1. Que dit exactement Trump
Face à la question d'un journaliste, Trump a répondu sans détour : "Cuba est un désastre. C'est un pays en faillite. Il va échouer très bientôt et nous serons là pour aider, pour aider nos grands cubano-américains". Il a ajouté que les familles de nombreux cubano-américains "ont été mutilées et assassinées par Castro". Il n'a laissé aucune place à l'ambiguïté.
2. Que signifie "Cuba es la siguiente" ?
Ce n'est pas la première fois que Trump utilise cette phrase. Le 28 mars, lors du FII Priority Summit à Miami devant des investisseurs, il a déclaré "Cuba est la suivante" après avoir mentionné ses actions au Venezuela et en Iran, et ajouté avec ironie : "faites semblant de ne pas l'avoir entendu, s'il vous plaît, médias". Le 16 mars, à la Maison Blanche, il avait déclaré : "J'aurai l'honneur de prendre Cuba". Selon Bloomberg, le plan n'est pas une invasion militaire mais transformer l'île en un protectorat économique par le biais d'un isolement énergétique et d'une transition contrôlée.
3. Que a fait déjà l'administration Trump
La pression est concrète et accumulée. Le 3 janvier, la Delta Force a capturé Nicolás Maduro à Caracas, coupant l'approvisionnement vénézuélien de 26 000 à 35 000 barils de pétrole par jour à Cuba, représentant 80 à 90 % de ses importations. Le 9 janvier, le Mexique a suspendu ses envois face à la menace de droits de douane. Le 29 janvier, Trump a signé l'Ordonnance Exécutive 14380, déclarant Cuba comme une menace extraordinaire et imposant des droits de douane aux pays qui lui fournissent du pétrole. La Garde côtière a intercepté au moins sept pétroliers. Depuis janvier 2025, l'administration a imposé plus de 240 sanctions contre Cuba.
4. Quelle est la situation énergétique sur l'île ?
Catastrophique. Le 25 mars, le déficit de production électrique a atteint 1 885 mégawatts durant les heures de pointe nocturne, avec seulement 1 145 MW disponibles face à une demande de 3 000 MW. Les coupures de courant affectent entre 50 % et 64 % du pays. Des images satellites montrent que l'intensité lumineuse nocturne dans les villes cubaines a chuté de jusqu'à 50 % par rapport aux niveaux historiques. L'économie a enregistré une baisse de 23 % depuis 2019 et une contraction de -7,2 % est prévue pour 2026. Le 7 mars, des manifestations avec des casseroles ont commencé à La Havane et à plusieurs endroits dans le pays.
5. Que ont fait les démocrates au Congrès
Le 27 mars, 14 congressistes démocrates dirigés par Gregory Meeks et Pramila Jayapal ont présenté la Loi pour Prévenir une Guerre Inconstitutionnelle à Cuba, visant à limiter la capacité de l’exécutif à agir militairement sans autorisation du Congrès. Parallèlement, plus de 8 000 cubano-américains se sont réunis à Hialeah lors d’un rassemblement de soutien aux actions de Trump contre le régime cubain.

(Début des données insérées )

PR #2461, opened 2023-06-05
Fix connection limiting in the admin websocket

ThetaSinner:
### Summary

I'm going to put comments onto the code rather than a description here. The quick summary is that the number of connections we thought we had open wasn't necessarily the number we actually had open. Similarly the test we thought we had to check this scenario was checking less than it needed to.

### TODO:

### DIFF
--- a/crates/holochain/src/conductor/interface/websocket.rs
+++ b/crates/holochain/src/conductor/interface/websocket.rs
@@ -18,10 +18,9 @@ use holochain_websocket::WebsocketReceiver;
 use holochain_websocket::WebsocketSender;
 use std::convert::TryFrom;
 
-use std::sync::atomic::AtomicIsize;
-use std::sync::atomic::Ordering;
 use std::sync::Arc;
 use tokio::sync::broadcast;
+use tokio::task::JoinHandle;
 use tokio_stream::StreamExt;
 use tracing::*;
 use url2::url2;
@@ -30,7 +29,8 @@ use url2::url2;
 /// Number of signals in buffer before applying
 /// back pressure.
 pub(crate) const SIGNAL_BUFFER_SIZE: usize = 50;
-const MAX_CONNECTIONS: isize = 400;
+/// The maximum number of connections allowed to the admin interface
+pub const MAX_CONNECTIONS: usize = 400;
 
 /// Create a WebsocketListener to be used in interfaces
 pub async fn spawn_websocket_listener(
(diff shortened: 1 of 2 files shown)


crates/holochain/src/conductor/interface/websocket.rs
```diff
@@ -65,22 +65,25 @@ pub fn spawn_admin_interface_tasks<A: InterfaceApi>(
...
-            let num_connections = Arc::new(AtomicIsize::new(0));
+            let mut active_connections = Vec::new();
             futures::pin_mut!(listener);
             // establish a new connection to a client
             while let Some(connection) = listener.next().await {
+                active_connections.retain_mut(|handle: &mut JoinHandle<()>| !handle.is_finished());
+
                 match connection {
                     Ok((_, rx_from_iface)) => {
-                        if num_connections.fetch_add(1, Ordering::Relaxed) > MAX_CONNECTIONS {
```
ThetaSinner, line 74: Increment and continue means that we could have a 'phantom' count here that never decreased. This is how you end up with an unresponsive admin websocket (at least one possible way). I can't find any issues with handles not releasing when the other side disconnects or dies but this problem accounting very quickly causes problems because every connection attempt when `num_connections > MAX_CONNECTIONS` increments `num_connections` and after a `MAX_CONNECTIONS` attempts, it won't matter how many clients disconnect the system won't recover, you have to restart the conductor.

crates/holochain/src/conductor/interface/websocket.rs
```diff
@@ -65,22 +65,25 @@ pub fn spawn_admin_interface_tasks<A: InterfaceApi>(
 
     tm.add_conductor_task_ignored(&format!("admin interface, port {}", port), |_stop| {
         async move {
-            let num_connections = Arc::new(AtomicIsize::new(0));
+            let mut active_connections = Vec::new();
```
ThetaSinner, line 68: I can't find anything in the Tokio docs about this being a problem. We're only holding a `JoinHandle`, the task is free to proceed and finish. I don't expect that to be a problematic amount of resources to be holding. The benefit of not having accounting problems seems more valuable to me.

crates/holochain/tests/websocket/mod.rs
```diff
@@ -552,27 +553,47 @@ async fn conductor_admin_interface_ends_with_shutdown_inner() -> Result<()> {
...
-    for _i in 0..1000 {
-        holochain_websocket::connect(
-            url2!("ws://127.0.0.1:{}", port),
-            Arc::new(WebsocketConfig {
-                default_request_timeout_s: 1,
-                ..Default::default()
-            }),
-        )
-        .await
-        .unwrap();
```
ThetaSinner, line 574: This was my clue that this test wasn't covering the connection limit. It should have hit a limit at 400 and reported an error through this unwrap. There were two problems. The connection handles are being dropped which causes the client connections to immediately close (or nearly immediately) and means we never get anywhere near the limit. Also, unless you try to use the sender handle you don't actually know for sure you have a valid connection. Both these things are covered in the updated test.

maackle (approved):
Awesome fix! @neonphog should take a look when he's back too but this looks good to me

matthme (approved):

maackle:
It seems to clearly be an improvement, I'd say merge it if it passes and he can look at it next week.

Selon des rapports, il existe des négociations secrètes dirigées par Marco Rubio pour parvenir à un accord économique avec des secteurs du gouvernement cubain. Le sénateur Ted Cruz, pour sa part, a affirmé que d'ici six mois, des changements auront lieu à Cuba. Pendant ce temps, des organisations de droits de l'homme soulignaient que Cuba comptait 1 214 prisonniers politiques, ce qui montre que la répression interne ne faiblit pas malgré la pression extérieure.